Using barrel files, we can make our imports look like this:
// somewhere else in the app
import { login, register } from '@/features/auth';And the barrel file handling the exports will look like this:
// auth/index.ts
export * from './login';
export * from './register';Barrel files provide a cleaner way to handle imports and exports. They improve code readability and make it easier to refactor code by reducing the lines of imports you have to manage. However, the benefits they provide come at the expense of performance (by prolonging build times) and less effective tree shaking, which, of course, results in larger JavaScript bundles. Atlassian, for instance, reported to have achieved 75% faster builds, and a slight reduction in their JavaScript bundle size after removing barrel files from their Jira application’s front-end.
For small projects, barrel files are great. But for larger projects, I’d say they improve code readability at the expense of performance. You can also read about the effects barrel files had on the MSW library project.
The Coupling Issue
Coupling describes how the components of your system rely on each other. In practice, you cannot get rid of coupling, as different parts of your project need to interact for them to function well. However, there are two types of coupling you should avoid: (1) tight coupling and (2) implicit coupling.
Tight coupling occurs when there is a high degree of interdependence between two or more modules in a project such that the dependent module relies on some of the implementation details of the dependency module. This makes it hard (if not impossible) to update the dependency module without touching the dependent module, and, depending on how tightly coupled your project is, updating one module may require updating several other modules — a phenomenon known as change amplification.
Implicit coupling occurs when one module in your project secretly depends on another. Patterns like global singletons, shared mutable state, and side effects can cause implicit coupling. Implicit coupling can reduce inaccurate tree shaking, unexpected behavior in your code, and other issues that are difficult to trace.
While coupling cannot be removed from a system, it is important that:
- You are not exposing the implementation details of a module for another to depend on.
- You are not exposing the implementation details of a module for another to depend on.
- The dependence of one module on another is explicit.
- Patterns such as shared mutable states and global singletons are used carefully.

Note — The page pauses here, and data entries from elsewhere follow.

Issue #1994, opened 2023-06-27
Genesis-Utils: Create a tool to add accounts and generate the genesis file & test genesis file


mojtaba-esk:
We need a tool to assemble all accounts and details into a genesis file. 

The following account types are required:
- Regular accounts with liquid fund
- Delayed vesting accounts
- Periodic vesting accounts
- Continues vesting accounts

The requirements of the tool:
- Receive accounts' details in some forms of JSON or/and CSV
- Process the accounts and their balances
- Bake all of them into the genesis file
- Export the genesis file

UX design choice:
- a CLI tool
- with a web interface

evan-forbes:
what does the input look like?

mojtaba-esk:
Good question.
we get them in form of a bunch of CSV files, then I think we need to write some int. tools to convert them to JSON and I think JSON is a good format for input. We can follow the same structure of comos sdk for accounts in that JSON file.

evan-forbes:
we have a lot of test code that generate and edit genesis files and then spin up single validator networks over them, so starting their might be a good approach

https://github.com/celestiaorg/celestia-app/blob/b2fc98ccdea77fc00deaf56ddd4bd9e4258ca96d/test/util/testnode/full_node.go#L169-L205

rootulp:
Also worth noting that the celestia-appd binary has a `validate-genesis` command that may be useful here

Ref:
- celestia-app command gets added [here](https://github.com/celestiaorg/celestia-app/blob/b2fc98ccdea77fc00deaf56ddd4bd9e4258ca96d/cmd/celestia-appd/cmd/root.go#L168)
- celestiaorg/cosmos-sdk [here](https://github.com/celestiaorg/cosmos-sdk/blob/dfc04d194ec23f99cd80e263a3cc75212e5cc1d0/x/genutil/client/cli/validate_genesis.go#L17C1-L18)

mojtaba-esk:
**Checking for duplicate addresses**
After having a discussion [here](https://celestia-team.slack.com/archives/C04KS5R9VQU/p1691998367854779), it is decided to allow a single address be used in multiple allocation plans. e.g. user's can use one address for a regular (unlocked account) and one of the vesting accounts.
But to make sure we avoid accidental double import of a file, we can use hash file for the imported files.

mojtaba-esk:
Periodic vesting account is removed from the requirements as we do not have any to use. It can be simply added in future.

evan-forbes:
[...]

PR #2004, opened 2023-06-29
test: genesis state tests for vesting accounts

### LINKED ISSUE #1806: EPIC: Pre-Genesis Tasks for Vesting Module

mojtaba-esk:
closes #1806 

Overview

This PR is proposing a test suit to test the vesting accounts where introduced at genesis state. It tests the scenarios that we are intend to use for our mainnet.

**Note:** THIS PR is a copy of the PR #1993 as having the refactors of the main rebased into it to have easier review.

The suggested changes are applied to the tests.
Thank you @cmwaters and @evan-forbes and special thanks to @rootulp for his detailed points and for his great proposal to make the tests more fine grains and more special.

## Checklist


app/test/vesting_test.go
```diff
@@ -0,0 +1,936 @@
...
+
+	resQ, err := s.cctx.WaitForTx(resTx.TxHash, 10)
+	assert.NoError(s.T(), err)
+	assert.EqualValues(s.T(), 0, resQ.TxResult.Code, "the claim reward TX must succeed")
+
+	// Check if the reward amount in the account
+	balancesAfter, err := GetAccountSpendableBalance(s.cctx.GRPCClient, address)
+	assert.NoError(s.T(), err)
+
+	assert.GreaterOrEqual(s.T(), balancesAfter.AmountOf(app.BondDenom).Int64(), minExpectedBalance, "Minimum balance after claiming reward")
```
rootulp, line 545: [nit] I don't think the error message provides any additional information

```suggestion
	assert.GreaterOrEqual(s.T(), balancesAfter.AmountOf(app.BondDenom).Int64(), minExpectedBalance)
```

rootulp (changes requested):
Thanks for documenting some of the functions!

[optional] I think a helper function that gets a particular account (i.e. a vesting account that has some locked balance) may be helpful so that each test doesn't need a `for {` loop. 

A few blocking comments

app/test/vesting_test.go
```diff
@@ -0,0 +1,936 @@
...
+	tmtime "github.com/tendermint/tendermint/types/time"
+	"google.golang.org/grpc"
+)
+
+const (
+	totalAccountsPerType = 300
+	initBalanceForGasFee = 10
+)
+
+type _accountDispenser struct {
```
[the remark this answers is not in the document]
rootulp: Thanks for explaining! In Go any field that starts with a lowercase letter is unexported so I don't think the leading `_` is necessary or desirable.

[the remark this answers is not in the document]
evan-forbes: agree with rootul here, unless we're generating go code or have some extra reason, I think we should stick to standard go practices since that's what the rest of the repo history does :slightly_smiling_face:

app/test/vesting_test.go
```diff
@@ -0,0 +1,936 @@
...
+			expectedSpendableCoins.AmountOf(app.BondDenom).Int64(),
+			balances.AmountOf(app.BondDenom).Int64(),
+			"spendable balance must match")
+
+		// Stop testing once we hit an account with no spendable balance
+		if vestedCoins.IsZero() {
+			break
+		}
+		s.T().Log("waiting 3 seconds...")
+		time.Sleep(3 * time.Second)
```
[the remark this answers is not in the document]
evan-forbes: agree with this comment, if we want to wait for a specific action, like a new block or something, then ideally we should aim to do that instead

also, is it possible for this test to only fail after reaching the timeout? if so, is it possible to constrain the failure case?

app/test/vesting_test.go
```diff
@@ -0,0 +1,936 @@
...
+		err = vAcc.Unmarshal(resAccBytes)
+		assert.NoError(s.T(), err)
+
+		if vAcc.StartTime > tmtime.Now().Unix()+20 {
+			s.testDelegatingVestingAmount(name)
+			s.testClaimDelegationReward(name)
+			return
+		}
+	}
+}
```
evan-forbes, line 436: what are the differences between each of these tests? is there overlap between what is being tested? if so, is there a way to remove any overlap and reduce the cognitive load on readers?

are we testing everything in `TestGenesisContinuousVestingAccountsClaimDelegationRewards`?

evan-forbes (commented):
thanks for all of this @mojtaba-esk! this is overally really good!!

it's quite extensive, in that it appears to be thorough (which is really good!! :slightly_smiling_face:), but perhaps at the cost of cognitive load of readers. Admittedly, despite me being familar with how the vesting module works, it took a long time to understand what was occuring with these tests, which ideally (might not be possible!) should typically try to avoid since if they break we have to debug them.

there is also widespread usage of looping continuously until some condition is met, and I think there are ways to avoid that that might also reduce some of the issue described above

evan-forbes:
also, its difficult to tell what test failed or for why due to the stack dump, but it appears that one of the tests [here](https://github.com/celestiaorg/celestia-app/actions/runs/5414084334/jobs/9902199939?pr=2004) timed out?

```
panic: test timed out after 10m0s
running tests:
	TestVestingModule (1m27s)
	TestVestingModule/TestGenesisPeriodicVestingAccountsDelegationPartiallyVested (26s)
```

evan-forbes:
on a side note, I think we can run tests like this (and the standard sdk one) only in the nightly #2019

app/test/vesting_test.go
```diff
@@ -0,0 +1,936 @@
...
+	accounts    sync.Map // map[_accountType]_accountDispenser
+	accountsMut sync.Mutex
+
+	kr   keyring.Keyring
+	cctx testnode.Context
+	ecfg encoding.Config
+}
+
+func TestVestingModule(t *testing.T) {
+	suite.Run(t, new(VestingModuleTestSuite))
```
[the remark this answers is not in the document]
mojtaba-esk: Agreed let's do it.
It takes some time because the vesting accounts are time sensitive and to assert some particular unlocking schemes, the test code waits for a number of seconds.

app/test/vesting_test.go
```diff
@@ -0,0 +1,936 @@
...
+	genOpts = append(genOpts, s.initPeriodicVestingAccounts(totalAccountsPerType))
+	genOpts = append(genOpts, s.initContinuousVestingAccounts(totalAccountsPerType))
+
+	s.startNewNetworkWithGenesisOpt(genOpts...)
+}
+
+// NewNetworkWithGenesisOpt creates a new test network with the specified genesis options for the VestingModuleTestSuite.
+// It initializes a default Tendermint configuration (tmCfg) and default application configuration (appConf).
+// The target block time is set to 1 millisecond. It applies the given genesis options.
+// The function returns the created client context (cctx).
```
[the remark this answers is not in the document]
mojtaba-esk: thanks for pointing it out, the comment is outdated. will update it

app/test/vesting_test.go
```diff
@@ -0,0 +1,936 @@
...
+		assert.EqualValues(s.T(),
+			expectedSpendableBal,
+			balances.AmountOf(app.BondDenom).Int64(),
+			"spendable balance must match")
+
+		// Continue testing until find an account with vesting (locked) balance
+		// because we want to test both vested & vesting accounts
+		if !alreadyVested {
+			break
+		}
```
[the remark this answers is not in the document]
mojtaba-esk: what do you mean by unvested? is it an account that its unlocked time is already passed or an account which is not vesting account?

app/test/vesting_test.go
```diff
@@ -0,0 +1,936 @@
...
+		vestedCoins := vAcc.GetVestedCoins(tmtime.Now())
+		maxExpectedSpendableBalCoins := vestedCoins.Add(initCoinsForGasFee)
+		assert.LessOrEqual(s.T(),
+			balances.AmountOf(app.BondDenom).Int64(),
+			maxExpectedSpendableBalCoins.AmountOf(app.BondDenom).Int64())
+
+		// Stop testing once we hit an account with no spendable balance
+		if vestedCoins.IsZero() {
+			break
+		}
```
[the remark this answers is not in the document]
mojtaba-esk: to address that, the vesting accounts are generated using `startTime := tmtime.Now()` and it will increase by 5 seconds for each account. 
Since it takes a couple of seconds to start the network, there will always be some account with spendable balance.

app/test/vesting_test.go
```diff
@@ -0,0 +1,936 @@
...
+// Parameters:
+// - count: The number of regular accounts to generate.
+//
+// Returns:
+// A GenesisOption function that takes the current genesis state as input, adds the generated accounts
+// and balances to it, and returns the modified genesis state.
+func (s *VestingModuleTestSuite) initContinuousVestingAccounts(count int) testnode.GenesisOption {
+	names := testfactory.GenerateAccounts(count)
+	s.accounts.Store(ContinuousVestingAccountType, _accountDispenser{names: names})
+	bAccounts, balances := generateBaseAccounts(s.kr, names)
```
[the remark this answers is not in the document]
mojtaba-esk: True. Let me see how we can do it efficiently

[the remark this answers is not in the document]
mojtaba-esk: Done

app/test/vesting_test.go
```diff
@@ -0,0 +1,936 @@
...
+	bankGenState.Balances = append(bankGenState.Balances, balances...)
+	gs[banktypes.ModuleName] = encCfg.Codec.MustMarshalJSON(&bankGenState)
+
+	return gs, nil
+}
+
+// GetValidators retrieves the validators from the staking module using the provided gRPC client connection (grpcConn).
+// It takes a gRPC client connection (grpcConn) as input.
+// Then, it returns the validators from the response.
+func GetValidators(grpcConn *grpc.ClientConn) (stakingtypes.Validators, error) {
```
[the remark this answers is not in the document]
mojtaba-esk: Good idea, I moved them to testfactory/utils

app/test/vesting_test.go
```diff
@@ -0,0 +1,936 @@
...
+	msgDelg := stakingtypes.NewMsgDelegate(
+		getAddress(name, s.cctx.Keyring),
+		validators[0].GetOperator(),
+		sdk.NewCoin(app.BondDenom, sdk.NewInt(testfactory.BaseAccountDefaultBalance)),
+	)
+	resTx, err := testnode.SignAndBroadcastTx(s.ecfg, s.cctx.Context, name, []sdk.Msg{msgDelg}...)
+	assert.NoError(s.T(), err)
+
+	resQ, err := s.cctx.WaitForTx(resTx.TxHash, 10)
+	assert.NoError(s.T(), err)
```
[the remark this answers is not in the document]
mojtaba-esk: I think it depends to the error. For example here, if there is an error usually means there was a problem in including the tx in the block or somehow the tx is not found. So I think the test should fail to investigate the root of the issue. what do you think about this situation?

app/test/vesting_test.go
mojtaba-esk: We can certainly move the overlapped code to a new function

mojtaba-esk:
> also, its difficult to tell what test failed or for why due to the stack dump, but it appears that one of the tests [here](https://github.com/celestiaorg/celestia-app/actions/runs/5414084334/jobs/9902199939?pr=2004) timed out?
> 
> ```
> panic: test timed out after 10m0s
> running tests:
> 	TestVestingModule (1m27s)
> 	TestVestingModule/TestGenesisPeriodicVestingAccountsDelegationPartiallyVested (26s)
> ```

10 minutes is too much. Since the tests are time sensitive, we have waits here and there in the code. We might be able to find a solution that does not require waits.

app/test/vesting_test.go
mojtaba-esk: Done

app/test/vesting_test.go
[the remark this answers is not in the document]
mojtaba-esk: True, done.

app/test/vesting_test.go
```diff
@@ -0,0 +1,936 @@
...
+}
+
+// This test function tests delegation of a periodic vesting account that
+// has part of its allocation unlocked and part of it locked
+func (s *VestingModuleTestSuite) TestGenesisPeriodicVestingAccountsDelegationPartiallyVested() {
+	assert.NoError(s.T(), s.cctx.WaitForNextBlock())
+
+	// find and test a vesting account that has some vesting (locked) and
+	// some vested (unlocked) balance
+	for {
```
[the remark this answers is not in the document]
mojtaba-esk: Since in these tests, vesting accounts are created ahead of time, to test genesis, and they are time triggered, this is the only solution I could think of. If we can find a solution to avoid it, it will be great.

app/test/vesting_test.go
```diff
@@ -0,0 +1,936 @@
...
+		assert.LessOrEqual(s.T(),
+			balances.AmountOf(app.BondDenom).Int64(),
+			maxExpectedSpendableBalCoins.AmountOf(app.BondDenom).Int64())
+
+		// Stop testing once we hit an account with no spendable balance
+		if vestedCoins.IsZero() {
+			break
+		}
+		s.T().Log("waiting 3 seconds...")
+		time.Sleep(3 * time.Second)
```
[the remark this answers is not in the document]
mojtaba-esk: honestly I do not remember the exact reason. without it, I think it broke.

test/util/testfactory/utils.go
```diff
@@ -3,23 +3,31 @@ package testfactory
...
 
 const (
 	// nolint:lll
-	TestAccName  = "test-account"
-	TestAccMnemo = `ramp soldier connect gadget domain mutual staff unusual first midnight iron good deputy wage vehicle mutual spike unlock rocket delay hundred script tumble choose`
-	bondDenom    = "utia"
+	TestAccName               = "test-account"
+	TestAccMnemo              = `ramp soldier connect gadget domain mutual staff unusual first midnight iron good deputy wage vehicle mutual spike unlock rocket delay hundred script tumble choose`
+	bondDenom                 = "utia"
+	BaseAccountDefaultBalance = 10000
```
evan-forbes, line 33: why not use something large like in https://github.com/celestiaorg/celestia-app/blob/b5be4486cf1a62921ce4a329ed0305ee48d1316d/test/util/testfactory/utils.go#L89

is there a way to just use that function? or just use the standard mechanism in testnode? (where we create funded genesis accounts from the `testnode.Config.Accounts`?

https://github.com/celestiaorg/celestia-app/blob/b5be4486cf1a62921ce4a329ed0305ee48d1316d/test/util/testnode/full_node.go#L165

app/test/vesting_test.go
```diff
@@ -0,0 +1,696 @@
...
+func (s *VestingModuleTestSuite) initDelayedVestingAccounts(count int) testnode.GenesisOption {
+	initCoinsForGasFee := sdk.NewCoin(app.BondDenom, sdk.NewInt(initBalanceForGasFee))
+
+	names := testfactory.GenerateAccounts(count)
+	s.accounts.Store(DelayedVestingAccountType, accountDispenser{names: names})
+	vAccounts, balances := testfactory.GenerateDelayedVestingAccounts(s.kr, names, initCoinsForGasFee)
+	gAccounts := authtypes.GenesisAccounts{}
+	for i := range vAccounts {
+		gAccounts = append(gAccounts, vAccounts[i])
+	}
```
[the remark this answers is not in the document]
mojtaba-esk: it does not allow for this because the types are different. The code in the loop casts a vesting account type into a genesis account type and do them in batch with `...` did not work.

test/util/testfactory/utils.go
mojtaba-esk: We need to have a constant somewhere that can reference to it in our tests. something like `BaseAccountDefaultBalance` and it can be any value. We can change it to `99999999999999999`. We just need it to evaluate the balance for various tests.

mojtaba-esk: If we slightly change the standard mechanism function in testnode to adopt that constant, we can use it widely.

test/util/testfactory/utils.go
```diff
@@ -102,3 +110,282 @@ func GenerateAccounts(count int) []string {
...
+// Returns:
+// - []*vestingtypes.DelayedVestingAccount: The generated delayed vesting accounts.
+// - []banktypes.Balance: The balances of the accounts.
+func GenerateDelayedVestingAccounts(kr keyring.Keyring, names []string, initUnlockedCoins ...sdk.Coin) ([]*vestingtypes.DelayedVestingAccount, []banktypes.Balance) {
+	bAccounts, balances := GenerateBaseAccounts(kr, names, initUnlockedCoins...)
+	vAccounts := []*vestingtypes.DelayedVestingAccount{}
+
+	endTime := tmtime.Now().Add(-2 * time.Second)
+	for i := range bAccounts {
+		bal := FindBalanceByAddress(balances, bAccounts[i].GetAddress().String())
```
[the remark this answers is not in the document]
mojtaba-esk: I think we can omit it, after all they are test account and they are in sequence.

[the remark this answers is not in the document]
mojtaba-esk: done

go.mod
```diff
@@ -198,7 +198,8 @@ require (
 )
 
 replace (
-	github.com/cosmos/cosmos-sdk => github.com/celestiaorg/cosmos-sdk v1.15.0-sdk-v0.46.13
+	// github.com/cosmos/cosmos-sdk => github.com/celestiaorg/cosmos-sdk v1.15.0-sdk-v0.46.13
+	github.com/cosmos/cosmos-sdk => github.com/celestiaorg/cosmos-sdk v1.15.0-sdk-v0.46.13.0.20230725094623-1a1ad2fa875d
```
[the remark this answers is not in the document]
mojtaba-esk: yeah that was the query thing, now I reverted back to the code you proposed.

app/test/vesting_test.go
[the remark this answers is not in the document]
evan-forbes: ahh I see cool, do you mind if we add something that makes that more explicit then? 
```suggestion
	for i := range vAccounts {
		gAccounts = append(gAccounts, authtypes.GenesisAccount(vAccounts[i]))
	}
```

or perhaps since we're doing this conversion multiple times we can have a simple helper function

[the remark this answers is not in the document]
mojtaba-esk: Good idea. will do it

app/test/vesting_test.go
```diff
@@ -0,0 +1,674 @@
...
+		getAddress(randomAcc, s.cctx.Keyring),
+		sdk.NewCoins(sdk.NewCoin(app.BondDenom, sdk.NewInt(vestingAmount))), // try to transfer the locked amount
+	)
+	resTx, err := testnode.SignAndBroadcastTx(s.ecfg, s.cctx.Context, name, []sdk.Msg{msgSend}...)
+	assert.NoError(s.T(), err)
+
+	resQ, err := s.cctx.WaitForTx(resTx.TxHash, 10)
+	assert.NoError(s.T(), err)
+
+	assert.EqualValues(s.T(), 5, resQ.TxResult.Code, "the transfer TX must fail")
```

Module Boundaries Are Team Boundaries
When building large scale applications, different modules of the application are usually assigned to different teams. Depending on who owns the modules, boundaries are created, and these boundaries can be characterized as one of the following:
- Weak: Where others are allowed to make changes to code that wasn’t assigned to them, and the ones responsible for the code monitor the changes made by others while also maintaining the code.
- Strong: Where ownership is assigned to different people, and no one is allowed to make contributions to code that is not assigned to them. If anyone needs a change in another person’s module, they’ll have to contact the owner of that module, so the owners can make that change.
- Collective: Where no one owns anything and anyone can make changes to any part of the project.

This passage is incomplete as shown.